--- WHAT THE EXERCISE ASKS ---
Run through the data and copy out every line that mentions the word "hidden".

╭─ GIVEN RECORDS

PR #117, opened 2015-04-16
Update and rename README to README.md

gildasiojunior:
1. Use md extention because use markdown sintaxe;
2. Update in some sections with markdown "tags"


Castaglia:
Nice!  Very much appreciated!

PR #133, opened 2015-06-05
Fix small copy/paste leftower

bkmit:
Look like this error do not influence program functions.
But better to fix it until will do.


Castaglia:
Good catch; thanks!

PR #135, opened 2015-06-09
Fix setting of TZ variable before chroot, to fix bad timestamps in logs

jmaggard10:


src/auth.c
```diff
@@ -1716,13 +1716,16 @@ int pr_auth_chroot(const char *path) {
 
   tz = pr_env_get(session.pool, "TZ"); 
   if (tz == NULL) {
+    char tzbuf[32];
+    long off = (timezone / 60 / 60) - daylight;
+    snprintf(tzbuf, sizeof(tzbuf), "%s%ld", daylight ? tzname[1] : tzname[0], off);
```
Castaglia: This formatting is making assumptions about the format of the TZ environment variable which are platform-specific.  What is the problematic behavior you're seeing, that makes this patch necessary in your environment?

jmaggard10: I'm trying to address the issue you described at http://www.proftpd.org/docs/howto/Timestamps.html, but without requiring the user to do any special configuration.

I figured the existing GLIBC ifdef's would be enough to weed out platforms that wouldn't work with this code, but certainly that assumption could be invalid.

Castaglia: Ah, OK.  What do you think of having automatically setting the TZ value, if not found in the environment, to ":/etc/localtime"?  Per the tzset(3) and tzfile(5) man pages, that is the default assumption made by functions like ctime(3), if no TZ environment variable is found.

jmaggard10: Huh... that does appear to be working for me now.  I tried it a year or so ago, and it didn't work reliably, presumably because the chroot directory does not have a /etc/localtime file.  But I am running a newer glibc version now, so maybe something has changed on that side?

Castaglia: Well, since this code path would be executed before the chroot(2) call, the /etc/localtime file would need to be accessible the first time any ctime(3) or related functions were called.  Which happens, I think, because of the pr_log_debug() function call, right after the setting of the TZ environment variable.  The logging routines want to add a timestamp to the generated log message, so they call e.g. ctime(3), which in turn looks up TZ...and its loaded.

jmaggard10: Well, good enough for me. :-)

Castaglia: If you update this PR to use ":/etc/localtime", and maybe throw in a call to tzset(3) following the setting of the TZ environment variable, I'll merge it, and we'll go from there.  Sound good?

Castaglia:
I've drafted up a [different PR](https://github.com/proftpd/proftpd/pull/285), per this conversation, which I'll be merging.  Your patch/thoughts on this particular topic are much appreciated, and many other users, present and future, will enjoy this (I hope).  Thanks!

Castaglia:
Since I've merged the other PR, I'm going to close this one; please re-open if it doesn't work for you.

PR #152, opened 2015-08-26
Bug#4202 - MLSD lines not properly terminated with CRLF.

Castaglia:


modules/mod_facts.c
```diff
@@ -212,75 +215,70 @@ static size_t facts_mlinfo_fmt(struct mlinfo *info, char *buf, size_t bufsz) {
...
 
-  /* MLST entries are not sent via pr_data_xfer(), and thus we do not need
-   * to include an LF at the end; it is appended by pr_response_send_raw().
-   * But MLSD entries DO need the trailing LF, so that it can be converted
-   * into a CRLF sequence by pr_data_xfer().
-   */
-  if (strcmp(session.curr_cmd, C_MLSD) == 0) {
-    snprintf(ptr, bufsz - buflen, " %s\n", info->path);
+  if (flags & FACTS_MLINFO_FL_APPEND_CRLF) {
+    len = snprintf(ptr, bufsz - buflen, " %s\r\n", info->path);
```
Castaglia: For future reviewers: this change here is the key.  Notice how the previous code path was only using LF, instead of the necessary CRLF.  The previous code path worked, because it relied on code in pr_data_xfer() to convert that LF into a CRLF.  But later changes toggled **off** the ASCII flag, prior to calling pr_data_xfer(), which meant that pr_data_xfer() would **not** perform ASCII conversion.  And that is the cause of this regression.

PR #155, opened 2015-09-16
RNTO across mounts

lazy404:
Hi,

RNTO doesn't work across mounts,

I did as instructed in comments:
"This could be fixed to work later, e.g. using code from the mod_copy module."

╰─
╭─ GIVEN RECORDS

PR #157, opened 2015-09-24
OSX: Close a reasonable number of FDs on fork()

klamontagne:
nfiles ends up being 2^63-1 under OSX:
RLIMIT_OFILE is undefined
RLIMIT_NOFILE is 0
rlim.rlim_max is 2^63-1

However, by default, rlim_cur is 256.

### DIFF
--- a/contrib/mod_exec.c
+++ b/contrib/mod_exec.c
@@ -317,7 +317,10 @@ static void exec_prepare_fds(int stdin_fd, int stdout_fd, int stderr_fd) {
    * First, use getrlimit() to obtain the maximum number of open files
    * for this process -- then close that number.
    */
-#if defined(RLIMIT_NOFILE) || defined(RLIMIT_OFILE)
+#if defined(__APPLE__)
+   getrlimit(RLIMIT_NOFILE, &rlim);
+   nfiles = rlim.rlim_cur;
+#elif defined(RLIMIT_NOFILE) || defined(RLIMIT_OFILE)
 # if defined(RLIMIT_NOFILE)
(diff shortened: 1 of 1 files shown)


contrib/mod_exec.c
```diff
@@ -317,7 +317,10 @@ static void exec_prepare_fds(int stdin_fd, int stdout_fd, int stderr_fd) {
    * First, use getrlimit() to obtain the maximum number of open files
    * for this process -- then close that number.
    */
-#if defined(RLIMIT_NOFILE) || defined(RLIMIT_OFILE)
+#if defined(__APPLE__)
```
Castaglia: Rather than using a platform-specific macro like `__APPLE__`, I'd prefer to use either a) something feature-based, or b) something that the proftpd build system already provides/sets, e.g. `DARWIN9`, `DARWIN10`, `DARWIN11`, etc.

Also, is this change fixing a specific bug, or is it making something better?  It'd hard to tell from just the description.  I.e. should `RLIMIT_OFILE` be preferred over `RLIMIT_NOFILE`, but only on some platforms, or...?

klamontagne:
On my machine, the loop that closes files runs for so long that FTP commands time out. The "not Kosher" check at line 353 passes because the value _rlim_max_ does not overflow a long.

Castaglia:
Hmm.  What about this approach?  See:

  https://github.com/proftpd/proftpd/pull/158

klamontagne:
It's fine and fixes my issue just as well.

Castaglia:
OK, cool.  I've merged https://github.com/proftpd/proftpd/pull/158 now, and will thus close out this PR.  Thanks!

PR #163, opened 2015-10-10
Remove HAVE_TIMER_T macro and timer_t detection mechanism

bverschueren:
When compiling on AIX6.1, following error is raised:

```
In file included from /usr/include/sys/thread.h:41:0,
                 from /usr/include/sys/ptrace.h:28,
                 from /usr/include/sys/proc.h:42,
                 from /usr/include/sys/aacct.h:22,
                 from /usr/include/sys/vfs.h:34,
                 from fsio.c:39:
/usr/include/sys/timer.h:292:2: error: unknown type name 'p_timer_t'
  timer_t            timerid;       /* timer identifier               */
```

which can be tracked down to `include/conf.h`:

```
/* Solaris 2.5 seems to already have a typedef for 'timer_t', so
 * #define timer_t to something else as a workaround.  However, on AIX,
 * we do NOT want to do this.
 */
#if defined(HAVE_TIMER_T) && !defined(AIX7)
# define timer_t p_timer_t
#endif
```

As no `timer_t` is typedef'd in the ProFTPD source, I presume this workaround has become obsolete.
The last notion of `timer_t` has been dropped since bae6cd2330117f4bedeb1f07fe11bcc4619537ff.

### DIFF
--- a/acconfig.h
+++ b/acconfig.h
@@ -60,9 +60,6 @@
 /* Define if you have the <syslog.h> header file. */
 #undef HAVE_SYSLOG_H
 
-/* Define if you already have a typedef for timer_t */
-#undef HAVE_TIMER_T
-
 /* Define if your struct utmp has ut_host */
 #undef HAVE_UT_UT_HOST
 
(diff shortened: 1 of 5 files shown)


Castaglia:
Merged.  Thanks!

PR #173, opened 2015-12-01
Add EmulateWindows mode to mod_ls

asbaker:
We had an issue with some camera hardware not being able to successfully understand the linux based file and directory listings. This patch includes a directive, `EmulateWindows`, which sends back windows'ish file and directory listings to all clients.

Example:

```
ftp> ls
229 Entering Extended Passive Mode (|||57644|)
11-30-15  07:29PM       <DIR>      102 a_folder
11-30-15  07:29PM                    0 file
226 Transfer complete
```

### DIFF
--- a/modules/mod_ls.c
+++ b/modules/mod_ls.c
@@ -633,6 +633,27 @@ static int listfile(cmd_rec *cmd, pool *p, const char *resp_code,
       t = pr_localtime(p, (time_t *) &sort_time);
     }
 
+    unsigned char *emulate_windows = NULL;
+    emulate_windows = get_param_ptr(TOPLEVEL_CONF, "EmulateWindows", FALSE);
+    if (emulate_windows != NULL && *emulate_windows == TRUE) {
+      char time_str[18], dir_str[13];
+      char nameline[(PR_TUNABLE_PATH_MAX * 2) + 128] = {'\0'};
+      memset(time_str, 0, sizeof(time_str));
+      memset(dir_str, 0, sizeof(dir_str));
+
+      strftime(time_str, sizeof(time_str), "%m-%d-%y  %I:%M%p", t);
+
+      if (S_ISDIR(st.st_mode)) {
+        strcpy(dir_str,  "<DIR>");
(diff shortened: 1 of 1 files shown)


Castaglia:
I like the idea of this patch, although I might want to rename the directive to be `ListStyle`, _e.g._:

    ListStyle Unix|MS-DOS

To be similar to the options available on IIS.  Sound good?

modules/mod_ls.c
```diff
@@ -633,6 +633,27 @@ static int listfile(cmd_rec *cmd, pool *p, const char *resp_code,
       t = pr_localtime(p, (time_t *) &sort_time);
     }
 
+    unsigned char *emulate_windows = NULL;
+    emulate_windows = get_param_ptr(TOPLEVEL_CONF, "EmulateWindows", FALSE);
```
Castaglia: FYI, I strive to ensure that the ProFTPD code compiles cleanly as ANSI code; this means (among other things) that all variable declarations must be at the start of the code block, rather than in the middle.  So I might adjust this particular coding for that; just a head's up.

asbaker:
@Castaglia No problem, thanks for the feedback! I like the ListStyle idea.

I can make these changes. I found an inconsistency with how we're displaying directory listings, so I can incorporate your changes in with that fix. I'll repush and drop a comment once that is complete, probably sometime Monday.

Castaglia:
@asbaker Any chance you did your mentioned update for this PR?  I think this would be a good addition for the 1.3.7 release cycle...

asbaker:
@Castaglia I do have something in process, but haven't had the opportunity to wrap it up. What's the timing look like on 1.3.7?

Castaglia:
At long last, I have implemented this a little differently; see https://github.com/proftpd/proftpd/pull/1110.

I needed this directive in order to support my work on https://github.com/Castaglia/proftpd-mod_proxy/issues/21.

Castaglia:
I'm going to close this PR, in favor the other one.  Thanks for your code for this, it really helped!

╰─
╭─ GIVEN RECORDS

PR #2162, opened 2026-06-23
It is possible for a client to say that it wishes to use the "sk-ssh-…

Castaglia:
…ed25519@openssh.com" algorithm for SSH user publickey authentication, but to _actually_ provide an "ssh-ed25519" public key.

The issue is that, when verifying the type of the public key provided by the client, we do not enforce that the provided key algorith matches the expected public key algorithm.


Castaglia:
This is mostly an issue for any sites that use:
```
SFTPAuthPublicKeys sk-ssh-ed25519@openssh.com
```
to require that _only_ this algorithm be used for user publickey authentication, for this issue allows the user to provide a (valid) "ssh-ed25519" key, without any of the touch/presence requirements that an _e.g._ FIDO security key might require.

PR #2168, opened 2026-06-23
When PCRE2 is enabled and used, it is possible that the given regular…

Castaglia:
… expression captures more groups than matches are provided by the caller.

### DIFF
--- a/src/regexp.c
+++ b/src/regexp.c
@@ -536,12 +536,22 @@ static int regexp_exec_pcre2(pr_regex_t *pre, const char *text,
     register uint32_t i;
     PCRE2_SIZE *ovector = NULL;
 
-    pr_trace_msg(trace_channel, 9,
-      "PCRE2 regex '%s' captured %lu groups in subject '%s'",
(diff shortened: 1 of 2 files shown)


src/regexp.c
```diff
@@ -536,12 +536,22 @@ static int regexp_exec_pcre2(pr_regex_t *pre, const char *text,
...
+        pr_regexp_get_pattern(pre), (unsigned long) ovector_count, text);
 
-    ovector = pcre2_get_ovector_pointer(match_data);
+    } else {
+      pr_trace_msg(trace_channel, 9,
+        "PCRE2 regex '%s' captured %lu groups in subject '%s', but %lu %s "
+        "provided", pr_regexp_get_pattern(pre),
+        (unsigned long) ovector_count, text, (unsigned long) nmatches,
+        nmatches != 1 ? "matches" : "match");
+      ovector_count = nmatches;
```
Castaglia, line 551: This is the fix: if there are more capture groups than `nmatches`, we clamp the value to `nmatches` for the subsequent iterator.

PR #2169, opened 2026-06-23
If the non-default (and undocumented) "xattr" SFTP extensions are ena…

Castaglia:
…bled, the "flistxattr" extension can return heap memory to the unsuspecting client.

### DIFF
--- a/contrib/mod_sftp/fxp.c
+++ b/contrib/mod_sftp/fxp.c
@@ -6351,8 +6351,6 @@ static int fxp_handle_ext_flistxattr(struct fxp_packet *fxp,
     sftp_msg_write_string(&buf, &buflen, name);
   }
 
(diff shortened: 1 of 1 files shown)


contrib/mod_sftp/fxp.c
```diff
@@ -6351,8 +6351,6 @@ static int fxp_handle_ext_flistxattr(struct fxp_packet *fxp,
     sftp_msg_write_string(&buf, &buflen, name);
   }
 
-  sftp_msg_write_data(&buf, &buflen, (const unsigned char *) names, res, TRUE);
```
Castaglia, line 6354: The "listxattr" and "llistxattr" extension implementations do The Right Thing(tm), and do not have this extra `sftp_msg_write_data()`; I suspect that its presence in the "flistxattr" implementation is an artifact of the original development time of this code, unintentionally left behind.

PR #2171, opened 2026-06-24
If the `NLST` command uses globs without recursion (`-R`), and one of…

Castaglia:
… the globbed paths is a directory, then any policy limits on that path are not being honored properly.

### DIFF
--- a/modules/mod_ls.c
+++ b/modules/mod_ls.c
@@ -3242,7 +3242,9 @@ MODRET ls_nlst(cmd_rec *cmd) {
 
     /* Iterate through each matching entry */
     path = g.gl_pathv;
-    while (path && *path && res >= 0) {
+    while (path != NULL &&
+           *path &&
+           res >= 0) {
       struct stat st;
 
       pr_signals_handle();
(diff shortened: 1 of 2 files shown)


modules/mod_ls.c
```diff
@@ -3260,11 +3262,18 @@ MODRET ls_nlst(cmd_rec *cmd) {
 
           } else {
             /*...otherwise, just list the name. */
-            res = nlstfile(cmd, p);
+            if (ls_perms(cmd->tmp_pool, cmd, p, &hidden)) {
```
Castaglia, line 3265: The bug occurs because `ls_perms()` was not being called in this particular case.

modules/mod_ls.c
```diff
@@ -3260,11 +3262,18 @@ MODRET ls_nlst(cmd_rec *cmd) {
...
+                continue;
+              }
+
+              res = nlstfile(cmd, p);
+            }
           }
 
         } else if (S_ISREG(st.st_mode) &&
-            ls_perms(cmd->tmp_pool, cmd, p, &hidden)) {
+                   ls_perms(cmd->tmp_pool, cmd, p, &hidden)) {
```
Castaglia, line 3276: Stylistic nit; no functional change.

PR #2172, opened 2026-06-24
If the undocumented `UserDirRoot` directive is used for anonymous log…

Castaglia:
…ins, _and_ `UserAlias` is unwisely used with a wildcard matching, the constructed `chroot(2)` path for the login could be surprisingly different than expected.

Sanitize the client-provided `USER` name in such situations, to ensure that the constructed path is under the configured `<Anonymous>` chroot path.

╰─

--- WRITTEN SOLUTION ---
+            if (ls_perms(cmd->tmp_pool, cmd, p, &hidden)) {
-            ls_perms(cmd->tmp_pool, cmd, p, &hidden)) {
+                   ls_perms(cmd->tmp_pool, cmd, p, &hidden)) {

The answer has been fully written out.